Constraint-based modeling of metabolism at the genome scale has existed as a successful field for two decades. However, genome-scale modeling has entered a new era, with models of ever-increasing size which account for every known reaction in the metabolic and gene expression networks, known as ME models. These models are able to integrate for both metabolic costs (operational expenses) and gene expression costs (capital expenses) in a quasi-econometric model of growing bacterial cells. This modeling type presents new challenges but also brings exciting novel capabilities to constraint-based modeling.
An initial challenge due to models of this size and scale is simply software. Existing software tools for constraint-based modeling simply do not scale to handle models at the size of ME models. Additionally, they make assumptions about the model structure which prevent them from modeling the nonlinearities present in ME models. To address this, a new software package, COBRApy was developed to meet these needs. Unfortunately, interoperability between constraint-based modeling frameworks was already difficult, often resulting in different modeling results. To address this shortcoming, a web-based model validator was deployed to aid the constraint-based modeling community in ensuring all models compute identically with different tools. Finally, a new framework was written on top of COBRApy to build and simulate ME models quickly, accurately, and reproducibly.

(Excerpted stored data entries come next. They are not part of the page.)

PR #236, opened 2022-11-17
First draft of mskr

jonas-lj:


fastcrypto/src/bls12377.rs
```diff
@@ -150,8 +150,8 @@ pub struct BLS12377PrivateKey {
 #[derive(Debug, Serialize, Deserialize)]
 #[serde(tag = "type")] // necessary so as not to deser under a != type
 pub struct BLS12377KeyPair {
-    name: BLS12377PublicKey,
-    secret: BLS12377PrivateKey,
+    pub name: BLS12377PublicKey,
+    pub secret: BLS12377PrivateKey,
```
asonnino, line 154: Are we sure about seeing the secret `pub`?

fastcrypto/src/mskr.rs
```diff
@@ -0,0 +1,116 @@
...
+//
+// Implement MSKR for BLS12377
+//
+
+struct BLS12377Hash {}
+
+impl HashToScalar<Fr> for BLS12377Hash {
+    fn hash_to_scalar(bytes: &[u8]) -> Fr {
+        let digest = Sha256::digest(bytes);
+        let b: [u8; 16] = digest.digest[0..16].try_into().unwrap();
```
asonnino, line 37: are 16 enough bytes for collision resistance? What security properties break if there is a collision?

asonnino (approved):

fastcrypto/src/mskr.rs
jonas-lj: I'm not sure. But scalars in  BVL12377 are 253 bits, so I've changed it such that we sample 248 bit now.

fastcrypto/src/bls12377.rs
jonas-lj: I've refactored such that the mksr implementation for bls12377 lives inside the module, so this is not needed anymore.

fastcrypto/src/bls12377.rs
```diff
@@ -760,3 +760,92 @@ impl Drop for BLS12377KeyPair {
...
+    use ark_ec::group::Group;
+    use ark_ff::BigInteger256;
+    use celo_bls::{PrivateKey, PublicKey};
+    use once_cell::sync::OnceCell;
+    use std::ops::Mul;
+
+    pub struct BLS12377Hash {}
+
+    impl HashToScalar<Fr> for BLS12377Hash {
+        fn hash_to_scalar(bytes: &[u8]) -> Fr {
```
kchalkias, line 786: we could use the same method that we generate private keys in BLS where some 32 bytes entropy bytes are an input, in our case the whole digest. However @asonnino it's very common for rogue key protection to use half scalars, because we care about pre-image attacks; you try to cancel-out another pub key, so combinatorics are already very expensive. 

We do use half scalars in many apps (ie in the EdDSA half aggregation) for performance reasons to make that exponentiation half-expensive. In fact though, here we don't care, as this applies once at private key randomization (and with our mode where new-priv_key = old_priv_key \times this_scalar, we don't even have an ECC operation). 

@asonnino: You remember the discussion we had at overleaf, shall we update the private key or for each signature we multiply by this scalar? if we do the former half or full scalar doesn't really matter. In the second you have to pay that cost every time you sign.

at this stage and while experimental, I'll approve the mode as it is. But @jonas-lj let's have a TODO.

kchalkias (approved):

To exploit the descriptive nature of ME models, new algorithms were developed to gain increased biological insight from modeling simulations. To improve the understanding of the transcriptional regulatory network in E. coli, a method was developed to predict transcription factor activity from ME simulations, which were successfully used to guide experimental design in identifying novel transcription factor binding sites. To improve the ability of the E. coli ME model to directly predict differential gene expression, a novel method was developed to estimate ME model parameters from high-throughput omics data. Finally, the ME model of the E. coli K-12 MG1655 strain was extended to build strain-specific ME models for 40 different E. coli strains.